PR #296, opened 2015-02-26
Completed work of replacing Object with the Bson type in the high-level API

jyemin:
Looks look I missed a bunch of places in the Iterable implementations where Object has to change to Bson.
Also normalized generic type names and variables names.


jyemin:
@craiggwilson can you review too

rozza:
This the one in codereview?  I reviewed there but also fixed it up in https://github.com/rozza/mongo-java-driver/tree/j1569-2

rozza:
This work has been refactored, rebased and merged into master.

PR #297, opened 2015-03-12
java-1529 JSON parser allows unmatched trailing quote on field names

chithirp:
This change detects unmatched trailing quotes by checking if the current quote char has a corresponding opening quote and throws and exception if not.


rozza:
Hi, apologies for not coming back to this ticket sooner.  This is similar #282 but because 3.x JSON.parse is effectively deprecated, I'm closing this ticket.  Some users may be relying on this behaviour.

The good news is `BasicDBObject.parse`, `Document.parse` and `BsonDocument.parse` will throw an exception with the invalid Json - so those methods should be preferred.

PR #299, opened 2015-03-21
JAVA-1674: Simplified locking in InternalStreamConnection

jyemin:
I took a walk this evening and came up with this design.  The basic insight is that we don't have to hold the reading lock while waiting for IO.  It's enough just to hold it while setting the state.

Ross, maybe this is what you were saying earlier today and I just didn't understand until now.

More comments in line.

The main problem still is that I haven't figured out how to support concurrent async and sync readers together.  With this design, the sync readers are using the reading lock in a way that is not compatible with the async readers.  

One possibility is to not allow sync and async readers to be combined.  In practice, I can't see that they would be.  But not sure how to actually prevent it at compile time without creating a parallel AsyncCluster/AsyncServer/AsyncConnection set of interfaces.

### DIFF
--- a/driver-core/src/main/com/mongodb/connection/InternalStreamConnection.java
+++ b/driver-core/src/main/com/mongodb/connection/InternalStreamConnection.java
@@ -275,7 +275,7 @@ class InternalStreamConnection implements InternalConnection {
 
         Response response = null;
         readerLock.lock();
-
+        boolean mustRead = false;
         try {
             response = messages.get(responseTo);
 
@@ -285,8 +285,7 @@ class InternalStreamConnection implements InternalConnection {
 
             if (!readQueue.isEmpty() && !isReading) {
                 isReading = true;
-                fillAndFlipBuffer(REPLY_HEADER_LENGTH,
-                                  errorHandlingCallback(new ResponseHeaderCallback(new ResponseBuffersCallback()), LOGGER));
+                mustRead = true;
             }
         } finally {
             readerLock.unlock();
@@ -294,6 +293,10 @@ class InternalStreamConnection implements InternalConnection {
 
         if (response != null) {
             callback.onResult(response.getResult(), response.getError());
+        }
+
+        if (mustRead) {
+            receiveResponseAsync();
         }
     }
 
@@ -305,8 +308,12 @@ class InternalStreamConnection implements InternalConnection {
         return description.getServerAddress();
     }
 
-    private void fillAndFlipBuffer(final int numBytes, final SingleResultCallback<ByteBuf> callback) {
-        notNull("open", stream, callback);
+    private void receiveResponseAsync() {
+        readAsync(REPLY_HEADER_LENGTH,
+                  errorHandlingCallback(new ResponseHeaderCallback(new ResponseBuffersCallback()), LOGGER));
+    }
+
+    private void readAsync(final int numBytes, final SingleResultCallback<ByteBuf> callback) {
         if (isClosed()) {
             callback.onResult(null, new MongoSocketClosedException("Cannot read from a closed stream", getServerAddress()));
         } else {
@@ -404,8 +411,8 @@ class InternalStreamConnection implements InternalConnection {
                 if (replyHeader.getMessageLength() == REPLY_HEADER_LENGTH) {
                     onSuccess(new ResponseBuffers(replyHeader, null));
                 } else {
-                    fillAndFlipBuffer(replyHeader.getMessageLength() - REPLY_HEADER_LENGTH,
-                                      new ResponseBodyCallback(replyHeader));
+                    readAsync(replyHeader.getMessageLength() - REPLY_HEADER_LENGTH,
+                              new ResponseBodyCallback(replyHeader));
                 }
             }
         }
@@ -509,7 +516,7 @@ class InternalStreamConnection implements InternalConnection {
         }
     }
 
-    private void processFailedRead(final Throwable t) {
+    private void failAllQueuedReads(final Throwable t) {
         close();
         Iterator<Map.Entry<Integer, SingleResultCallback<ResponseBuffers>>> it = readQueue.entrySet().iterator();
         while (it.hasNext()) {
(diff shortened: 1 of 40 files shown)


jyemin:
@craiggwilson fyi

driver-core/src/main/com/mongodb/connection/InternalStreamConnection.java
```diff
@@ -67,7 +69,9 @@
     private final AtomicBoolean isClosed = new AtomicBoolean();
     private final AtomicBoolean opened = new AtomicBoolean();
     private final Semaphore writing = new Semaphore(1);
-    private final Semaphore reading = new Semaphore(1);
+    private final Lock readerLock = new ReentrantLock(false);
```
jyemin: We don't need a semaphore here.  It's just a lock. And I had to make it re-entrant because otherwise the tests with mock streams will deadlock.  I'll point out where the deadlock would be below.

driver-core/src/main/com/mongodb/connection/InternalStreamConnection.java
```diff
@@ -212,7 +216,7 @@ public ResponseBuffers receiveMessage(final int responseTo) {
         } else {
             while (!messages.containsKey(responseTo)) {
                 try {
-                    reading.acquire();
+                    readerLock.lock();
```
jyemin: The async reader is now using readerLock in a different way than the sync reader, so they won't work together properly.  

If we end up using this design, I'm not sure yet how to make it work with concurrent sync and async readers.

But we don't have any tests of concurrent async and sync readers.

driver-core/src/main/com/mongodb/connection/InternalStreamConnection.java
```diff
@@ -259,12 +263,37 @@ public void sendMessageAsync(final List<ByteBuf> byteBuffers, final int lastRequ
...
+            if (!readQueue.isEmpty() && !isReading) {
+                isReading = true;
+                fillAndFlipBuffer(REPLY_HEADER_LENGTH,
+                                  errorHandlingCallback(new ResponseHeaderCallback(new ResponseBuffersCallback()), LOGGER));
+            }
+        } finally {
+            readerLock.unlock();
+        }
+
+        if (response != null) {
```
jyemin: No need to hold the lock just to call the callback

driver-core/src/main/com/mongodb/connection/InternalStreamConnection.java
```diff
@@ -259,12 +263,37 @@ public void sendMessageAsync(final List<ByteBuf> byteBuffers, final int lastRequ
...
+        if (isClosed()) {
+            callback.onResult(null, new MongoSocketClosedException("Can not read from a closed socket", getServerAddress()));
+        }
+
+        readerLock.lock();
+
+        Response response = messages.get(responseTo);
+
+        try {
+            if (response == null) {
```
jyemin: There are two possibilities:

# my response has already been read: if so, no need to add myself to the read queue.  Just grab the callback and execute it (after I give up the lock)
# my response has not yet been read: I need to put myself on the read queue.

driver-core/src/main/com/mongodb/connection/InternalStreamConnection.java
```diff
@@ -259,12 +263,37 @@ public void sendMessageAsync(final List<ByteBuf> byteBuffers, final int lastRequ
...
+                readQueue.put(responseTo, callback);
+            }
+
+            if (!readQueue.isEmpty() && !isReading) {
```
jyemin: This conditional is the one I'm least sure about.  The second condition, I believe, is necessary to prevent simultaneous readers.    And without the first condition the "InternalStreamConnectionSpecification#should handle out of order messages on the stream asynchronously" test fails on the second async read.

driver-core/src/main/com/mongodb/connection/InternalStreamConnection.java
```diff
@@ -259,12 +263,37 @@ public void sendMessageAsync(final List<ByteBuf> byteBuffers, final int lastRequ
...
+                isReading = true;
+                fillAndFlipBuffer(REPLY_HEADER_LENGTH,
+                                  errorHandlingCallback(new ResponseHeaderCallback(new ResponseBuffersCallback()), LOGGER));
+            }
+        } finally {
```
jyemin: I don't need to hold this lock, now that I've updated all my internal state

driver-core/src/main/com/mongodb/connection/InternalStreamConnection.java
```diff
@@ -524,36 +508,7 @@ public void failed(final Throwable t) {
...
-                    }
-                }
-                it.remove();
-            }
-        }
-    }
-
-    private void processUnknownFailedRead(final Throwable t) {
-        processPendingResults();
+    private void processFailedRead(final Throwable t) {
```
jyemin: processPendingResults is not necessary because at most one result ever becomes available at a time.

driver-core/src/main/com/mongodb/connection/InternalStreamConnection.java
```diff
@@ -624,4 +579,35 @@ public boolean hasError() {
...
+            if (t != null) {
+                processFailedRead(t);
+            } else {
+                SingleResultCallback<ResponseBuffers> callback = null;
+                readerLock.lock();
+                try {
+                    isReading = false;
+                    callback = readQueue.remove(result.getReplyHeader().getResponseTo());
+
+                    if (callback == null) {
```
jyemin: It's possible that the recipient of this message has not put itself on the read queue yet, so we have to store the message for them.

driver-core/src/main/com/mongodb/connection/InternalStreamConnection.java
```diff
@@ -624,4 +579,35 @@ public boolean hasError() {
...
+                        messages.put(result.getReplyHeader().getResponseTo(), new Response(result, null));
+                    }
+
+                    if (!readQueue.isEmpty()) {
```
jyemin: If there are more messages to read, read one of them

driver-core/src/main/com/mongodb/connection/InternalStreamConnection.java
```diff
@@ -624,4 +579,35 @@ public boolean hasError() {
...
+                        isReading = true;
+                        fillAndFlipBuffer(REPLY_HEADER_LENGTH, new ResponseHeaderCallback(this));
+                    }
+                } finally {
+                    readerLock.unlock();
+                }
+
+                if (callback != null) {
```
jyemin: Again, no need to hold the lock while executing the callback

jyemin:
Re-opening on a different branch

PR #304, opened 2015-04-08
When checking the presence of slf4j, ClassNotFoundException isn't enough

oallouch:
I'm getting a java.lang.NoClassDefFoundError: org/apache/log4j/Level
because I use org.apache.logging.log4j.Level


oallouch:
Actually, I messed up a bit.
I left some old slf4j in my lib dir, but now I use a new log4j (with the updated packages name).
So the old slf4j is looking for an old log4j, hence the exception.
When I remove the faulty jars, everything works like a charm.
The only thing you could do is add a general catch stating that there is a badly configured slf4j.

Sorry again.

jyemin:
OK, closing this out then.  Thanks.

PR #1460, opened 2024-07-25
Kotlin updated to 1.9.x

rozza:
JAVA-5538


driver-kotlin-sync/src/test/kotlin/com/mongodb/kotlin/client/MongoIterableTest.kt
```diff
@@ -93,7 +93,7 @@ class MongoIterableTest {
         assertContentEquals(documents.subList(0, 2), iterable.use { it.take(2) }.toList())
 
         verify(delegate, times(1)).cursor()
-        verify(cursor, times(2)).hasNext()
+        verify(cursor, times(3)).hasNext()
```
rozza, line 96: Due to a change in the kotlin internals - it now checks `hasNext` 3 times. But only calls `next` twice.

rozza:
Closing for now - as will need to plan when we upgrade.

PR #1461, opened 2024-07-25
Kotlin: Updated driver metadata

rozza:
Updated the driver name to include which driver type. Added Kotlin version to the platform metadata.

JAVA-5539


rozza:
I reverted the changes to the driver name as they were implicit. Here is an example of the metadata:

ashni-mongodb (approved):

PR #1464, opened 2024-07-30
Add ANNOTATION_TYPE for other annotation to inherite this @BsonId

godotg:
I want to extend the functionality of @BsonId by inheriting them, but currently custom annotations can't inherit @BsonId. This can make the code bloated.

https://github.com/zfoo-project/zfoo/blob/main/orm/src/test/java/com/zfoo/orm/entity/MailEntity.java

### DIFF
--- a/bson/src/main/org/bson/codecs/pojo/annotations/BsonId.java
+++ b/bson/src/main/org/bson/codecs/pojo/annotations/BsonId.java
@@ -33,6 +33,6 @@ import java.lang.annotation.Target;
  */
 @Documented
 @Retention(RetentionPolicy.RUNTIME)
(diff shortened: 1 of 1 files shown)


rozza:
Thank you @godotg for the PR. I've added [JAVA-5556](https://jira.mongodb.org/browse/JAVA-5556) to track this request and will triage in the near future.

rozza:
@godotg I'm closing because even if you were to annotate `@Id` with `@BsonId` the convention logic is not recursive to check the annotations annotations. As such custom conventions code would still be required.

Your code that adds its own convention to add support for `@Id` is the recommended way to extend Pojo functionality.

Closing won't fix.

PR #1465, opened 2024-07-31
Support Range Indexes as GA.

vbabanin:
JAVA-5537
JAVA-5441


driver-core/src/main/com/mongodb/client/model/vault/RangeOptions.java
```diff
@@ -81,6 +81,7 @@ public RangeOptions max(@Nullable final BsonValue max) {
      * @return the trim factor value if set
      * @since 5.2
      */
+    @Nullable
```
NathanQingyangXu, line 84: How to guard against ripple effect after the method respone were made nullable? Like some direct or indirect caller might end up with NPE. The concern might be invalid in this scenario and nullness annotations might be enough. I have no idea.
How to guard against ripple effect after the method respone were made nullable? Like some direct or indirect caller might end up with NPE. The concern might be invalid in this scenario and nullness annotations might be enough. You know better. I chimed in only for learning purpose.

In my recent open source project I started experimenting the Checker framework usage for at such early stage its adoption is still possible. In theory it could catch all possible NPE during compiling phase.
In my recent open source project I started experimenting the Checker framework usage for at such early stage its adoption is still possible. In theory it could catch all possible NPE during compiling phase and I am willing to invest for that grand goal.

driver-sync/src/test/functional/com/mongodb/fixture/EncryptionFixture.java
vbabanin, line 1: I've consolidated the common initialization logic, previously repeated across encryption tests, into a new EncryptionFixture.

driver-sync/src/test/functional/com/mongodb/client/JsonPoweredCrudTestHelper.java
```diff
@@ -305,11 +305,10 @@ BsonDocument getRunCommandResult(final BsonDocument collectionOptions, final Bso
                 response = database.runCommand(clientSession, command, readPreference, BsonDocument.class);
             }
         }
-        response.remove("ok");
```
vbabanin, line 308: According to the [legacy test format specification](https://github.com/mongodb/specifications/blob/master/source/transactions/tests/legacy-test-format.md#use-as-integration-tests): 

> If the operation returns a raw command response, e.g., from runCommand, then compare only the fields present in the expected result document.

Therefore, we should not remove any fields from the response. Instead, we should only compare the fields that are explicitly expected and ignore any additional fields that are not specified in the expected results.

driver-sync/src/test/functional/com/mongodb/client/AbstractClientSideEncryptionRangeDefaultExplicitEncryptionTest.java
```diff
@@ -0,0 +1,131 @@
...
+                        .min(new BsonInt32(0))
+                        .max(new BsonInt32(1000))
+                );
+    }
+
+    @AfterEach
+    public void cleanUp() {
+        try (ClientEncryption ignored = clientEncryption) {
+            // just using try-with-resources to ensure they all get closed, even in the case of exceptions
+        }
```
stIncMale, line 91:
```
AbstractClientSideEncryptionRangeDefaultExplicitEncryptionTest.java:89: warning: [try] auto-closeable resource ignored is never referenced in body of corresponding try statement
        try (ClientEncryption ignored = clientEncryption) {
                              ^
```

driver-sync/src/test/functional/com/mongodb/client/AbstractClientSideEncryptionRangeDefaultExplicitEncryptionTest.java
```diff
@@ -0,0 +1,131 @@
...
+    }
+
+    /**
+     * Validates that the omission of options trimFactor and sparsity leads to libmongocrypt-provided defaults being used instead.
+     */
+    @Test
+    @DisplayName("Case 1: Uses libmongocrypt defaults")
+    void shouldUserDefaultsWhenNotSpecified() {
```
stIncMale, line 99:
```suggestion
    void shouldUsesDefaultsWhenNotSpecified() {
```

driver-sync/src/test/functional/com/mongodb/client/AbstractClientSideEncryptionRangeDefaultExplicitEncryptionTest.java
```diff
@@ -0,0 +1,131 @@
...
+import org.bson.BsonInt32;
+import org.junit.jupiter.api.AfterEach;
+import org.junit.jupiter.api.BeforeEach;
+import org.junit.jupiter.api.DisplayName;
+import org.junit.jupiter.api.Test;
+
+import static com.mongodb.ClusterFixture.isServerlessTest;
+import static com.mongodb.ClusterFixture.isStandalone;
+import static com.mongodb.ClusterFixture.serverVersionAtLeast;
+import static com.mongodb.assertions.Assertions.assertTrue;
```
stIncMale, line 38: We should use `org.junit.jupiter.api.Assertions.assertTrue` instead for checks in tests.

P.S. In the rare occasion when we need an assertion about the testing code itself, we should indeed use `com.mongodb.assertions.Assertions`, but here we don't have such a situation.

driver-sync/src/test/functional/com/mongodb/client/AbstractClientSideEncryptionRangeDefaultExplicitEncryptionTest.java
```diff
@@ -0,0 +1,131 @@
...
+ * <a href="https://github.com/mongodb/specifications/blob/master/source/client-side-encryption/tests/README.md#22-range-explicit-encryption-applies-defaults">
+ */
+
+public abstract class AbstractClientSideEncryptionRangeDefaultExplicitEncryptionTest {
+    private static final BsonInt32 VALUE_TO_ENCRYPT = new BsonInt32(123);
+    private ClientEncryption clientEncryption;
+    private BsonBinary keyId;
+    private BsonBinary payloadDefaults;
+
+    protected abstract MongoClient createMongoClient(MongoClientSettings settings);
```
stIncMale, line 55: This method is not used and is not needed.

driver-reactive-streams/src/test/functional/com/mongodb/reactivestreams/client/ClientSideEncryptionRangeDefaultExplicitEncryptionTest.java
```diff
@@ -0,0 +1,40 @@
...
+public class ClientSideEncryptionRangeDefaultExplicitEncryptionTest extends AbstractClientSideEncryptionRangeDefaultExplicitEncryptionTest {
+
+    @Override
+    protected MongoClient createMongoClient(final MongoClientSettings settings) {
+        return new SyncMongoClient(MongoClients.create(settings));
+    }
+
+    @Override
+    protected ClientEncryption createClientEncryption(final ClientEncryptionSettings settings) {
+        return ClientEncryptions.create(settings);
```
stIncMale, line 38: Reactive test must use `com.mongodb.reactivestreams.client.vault.ClientEncryptions.create`, and then wrap the result in `SyncClientEncryption`.

stIncMale (changes requested):

driver-sync/src/test/functional/com/mongodb/fixture/EncryptionFixture.java
```diff
@@ -0,0 +1,83 @@
...
+ * Helper class for the CSFLE/QE tests.
+ */
+public final class EncryptionFixture {
+
+    private EncryptionFixture() {
+        //NOP
+    }
+
+    public static Map<String, Map<String, Object>> getKmsProviders(final KmsProviderType... kmsProviderTypes) {
+        return new HashMap<String, Map<String, Object>>() {{
```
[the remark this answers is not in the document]
vbabanin: I've reused this approach for readability purposes as it seems less bulky. Since the suggestion is optional, I'll maintain the current implementation. However, I'm open to revisiting this if you feel strongly about it.

driver-sync/src/main/com/mongodb/client/vault/ClientEncryption.java
```diff
@@ -98,9 +96,6 @@ public interface ClientEncryption extends Closeable {
      *     </ul>
      *     {@code $gt} may also be {@code $gte}. {@code $lt} may also be {@code $lte}.
      *
-     * <p>Only supported when queryType is "range" and algorithm is "Range".
-     * <p>Note: The Range algorithm is unstable. It is subject to breaking changes.
```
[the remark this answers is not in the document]
vbabanin: Good catch—it was removed by accident. I've updated it now.

driver-core/src/main/com/mongodb/client/model/vault/RangeOptions.java
```diff
@@ -81,18 +77,21 @@ public RangeOptions max(@Nullable final BsonValue max) {
...
+     * Set the number of top-level edges stored per record.
+     * <p>
+     * The trim factor may be used to tune performance.
+     *
      * @param trimFactor the trim factor
      * @return this
      * @since 5.2
      */
-    public RangeOptions setTrimFactor(final Integer trimFactor) {
+    public RangeOptions setTrimFactor(@Nullable final Integer trimFactor) {
```
rozza, line 94: Nit: Can we deprecate this add a `trimFactor` method. Using the API having the `set` prefix really sticks out.

vbabanin: Absolutely, good catch! I've renamed it to `trimFactor()`.

driver-sync/src/test/functional/com/mongodb/client/AbstractClientSideEncryptionRangeDefaultExplicitEncryptionTest.java
stIncMale: When trying to fix a typo I made another one myself - way to go 👍

stIncMale (approved):

rozza (approved):
LGTM!

PR #1467, opened 2024-08-01
Connection String

rozza:
Don't output the host and port information if the port is invalid. Reduces risk of leaking password information if the password has not been correctly urlencoded.

JAVA-5560

### DIFF
--- a/driver-core/src/main/com/mongodb/ConnectionString.java
+++ b/driver-core/src/main/com/mongodb/ConnectionString.java
@@ -1209,7 +1209,7 @@ public class ConnectionString {
                 }
                 int idx = host.indexOf("]:");
                 if (idx != -1) {
-                    validatePort(host, host.substring(idx + 2));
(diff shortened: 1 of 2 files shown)


rozza:
Note: In the unlikely case of the password looking like a port eg: within numeric range and ending in a slash `mongodb://foo:1234/@hostname` the password would be interpreted as the port.

jyemin (commented):
Is there anything similarly dangerous in `ConnectionString#parseHosts`?

rozza:
@jyemin I think all is covered. An unescaped `@` sign eg: `mongodb://foo:bar@mypass@localhost` is already handled and errors with:

> The connection string contains invalid user information. If the username or password contains a colon (:) or an at-sign (@) then it must be urlencoded

If the user were to accidently escape the `@` sign then it would fail with the new error message about the port.

I added a couple of extra regression tests.

jyemin (approved):
LGTM!

PR #1470, opened 2024-08-01
Add optional casting methods

jeffalder:
Because `BsonValue` has boolean `is` methods, and throwing `as` methods, a common pattern is:

```java
BsonValue value;
if (value.isSomeType()) {
  BsonSomeType valueSomeType = value.asSomeType();
  // .. operate on valueSomeType
}
```

Nested conditionals are even harder:
```java
BsonValue value;
if (value.isDocument() && value.asDocument().get("key").isInt32()) {
  //... dig in and get it
}
```

By using Java 8's `Optional`, we can simplify these with a fluent syntax:
```java
BsonValue value;
value.asSomeTypeOpt().ifPresent(valueSomeType => {
  // valueSomeType is guaranteed to be BsonSomeType
});

Optional<BsonInt32> nested = value.asDocumentOpt()
  .flatMap(doc => doc.get("key").asInt32Opt());
```

I can also add `get*Opt` methods to BsonDocument if they make sense.


NathanQingyangXu:
Interesting idea. I want to provide 2 cwnts as food of thought:

* the naming of 'getxxxOpt()' might not be most intuitive (if you google 'opt', first reaction is 'make a choice'). There is no well-defined naming convention for usually Optional is advised to be used as internal variable. But if we have to return it, other naming might be considered, e.g. getOptionalXxx() seems a reasonable choice as well (more verbose but less confusing)
* other method design without exposing Optional is possible. Like 'ifXXX(Consumer<> consumer)

My 2 cents only

jeffalder:
> the naming of 'getxxxOpt()' might not be most intuitive (if you google 'opt', first reaction is 'make a choice'). There is no well-defined naming convention for usually Optional is advised to be used as internal variable. But if we have to return it, other naming might be considered, e.g. getOptionalXxx() seems a reasonable choice as well (more verbose but less confusing)

I grant full naming rights to the code owners.

> other method design without exposing Optional is possible. Like 'ifXXX(Consumer<> consumer)' or even 'ifXXX(Consumer<> consumer, Runnable else)'.

The methods you propose are `Optional::ifPresent` and `Optional::ifPresentOrElse`: implementing them here would start replicating the `Optional` interface... which just demonstrates that `Optional` _is_ the right choice.

Truly, this is a bridge anyway -- once you get to Java 17, you can use pattern matching on `instanceof` and all the is/as methods can be ignored.

```java
BsonValue value;
if (value instanceof BsonInt32 int32Value) {
  // ... act on int32Value
}
```

NathanQingyangXu:
> > the naming of 'getxxxOpt()' might not be most intuitive (if you google 'opt', first reaction is 'make a choice'). There is no well-defined naming convention for usually Optional is advised to be used as internal variable. But if we have to return it, other naming might be considered, e.g. getOptionalXxx() seems a reasonable choice as well (more verbose but less confusing)
> 
> I grant full naming rights to the code owners.
> 
> > other method design without exposing Optional is possible. Like 'ifXXX(Consumer<> consumer)' or even 'ifXXX(Consumer<> consumer, Runnable else)'.
> 
> The methods you propose are `Optional::ifPresent` and `Optional::ifPresentOrElse`: implementing them here would start replicating the `Optional` interface... which just demonstrates that `Optional` _is_ the right choice.
> 
> Truly, this is a bridge anyway -- once you get to Java 17, you can use pattern matching on `instanceof` and all the is/as methods can be ignored.
> 
> ```java
> BsonValue value;
> if (value instanceof BsonInt32 int32Value) {
>   // ... act on int32Value
> }
> ```

Good point on JDK's instanceof usage. So it seems such syntax sugars are not fully justified?

jeffalder:
> So it seems such syntax sugars are not fully justified?

I think they are justified, as long as this library supports Java 8 or 11.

■ **What you need to do**:
Print exactly the lines above from the one with "PR #299, opened 2015-03-21" to the one with "The main problem", including both.

■ **Response**:
PR #299, opened 2015-03-21
JAVA-1674: Simplified locking in InternalStreamConnection

jyemin:
I took a walk this evening and came up with this design.  The basic insight is that we don't have to hold the reading lock while waiting for IO.  It's enough just to hold it while setting the state.

Ross, maybe this is what you were saying earlier today and I just didn't understand until now.

More comments in line.

The main problem still is that I haven't figured out how to support concurrent async and sync readers together.  With this design, the sync readers are using the reading lock in a way that is not compatible with the async readers.  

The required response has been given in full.